Погода подсказывала: скорее всего на открытой террасе. Опыт шептал: внутри, на втором этаже, подальше от любопытных глаз. В последнем случае шансы подслушать милый лепет бывших соотечественников приближались к нулю, поэтому пришлось сделать ставку на погоду. Я внимательно и с пристрастием осмотрел прилегающие к террасе кусты, выбрал удобный, с моей точки зрения, пятачок и весьма комфортно — для полевых условий, конечно, — расположился всего в трех-четырех метрах от места предполагаемых переговоров.

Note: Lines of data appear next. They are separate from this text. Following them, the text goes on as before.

PR #277, opened 2022-10-13
Skip processors calls for request dto failure

shashikantpawar21:
@dj-nitehawk  
While calling the pre processors I observed it do get the validation failure error, there is no options to separate the errors of pre processor from request dto validation failure... 

These error should be separate from general errors
Also, suppose we use any request dto parameter in preprocessor which is faulty still it will be used in preprocessor and exception error would be thrown 

So, I created this PR .. 
Either we should completely skip the processors in case of validation failure with request object or we should have flag or option for user to throw them separate or add all the errors and throw them together


dj-nitehawk:
it's the responsibility of your pre-processor to check the validity of the input.
this PR cannot be accepted because what if it's a pre-processor that does the logging of validation errors?
so, pre-processors should be executed no matter what.

PR #283, opened 2022-10-16
Remove the read-only properties from the request body in Swagger

WahidBitar:
I've noticed that the swagger example will generate the schema even for the read-only properties which the client will be be able "of course should not be able" to fill out in the request.
So I've just added those read-only properties to the schema.Properties.


dj-nitehawk:
good catch...
thanks for the PR...

PR #286, opened 2022-10-17
additional customized Value Parsers

WahidBitar:
expose additional customized Value Parsers dictionary in the BindingOptions class


dj-nitehawk:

Сколько раз в жизни я удивлялся очевидному несоответствию: чем больше у автомобиля цилиндров, тем бесшумнее он ездит. И вот чуть не пал жертвой этого парадокса. Двенадцатицилиндровый «Мерседес» Божко въехал в ворота настолько тихо, что я едва успел пригнуть голову. Василий, водитель Божко, грузный мордоворот моего возраста, остался в машине и, кажется, задремал. А может, сволочь, притворялся. Видел я этого Василия лет десять назад. Он не был тогда таким толстым. Топтался все время в МИДе. То ли охранником был при ком-то, то ли соглядатаем, а скорее всего — совмещал. Словом, гэбэшник бывший. А может, и не бывший — кто их сейчас разберет, современные спецслужбы…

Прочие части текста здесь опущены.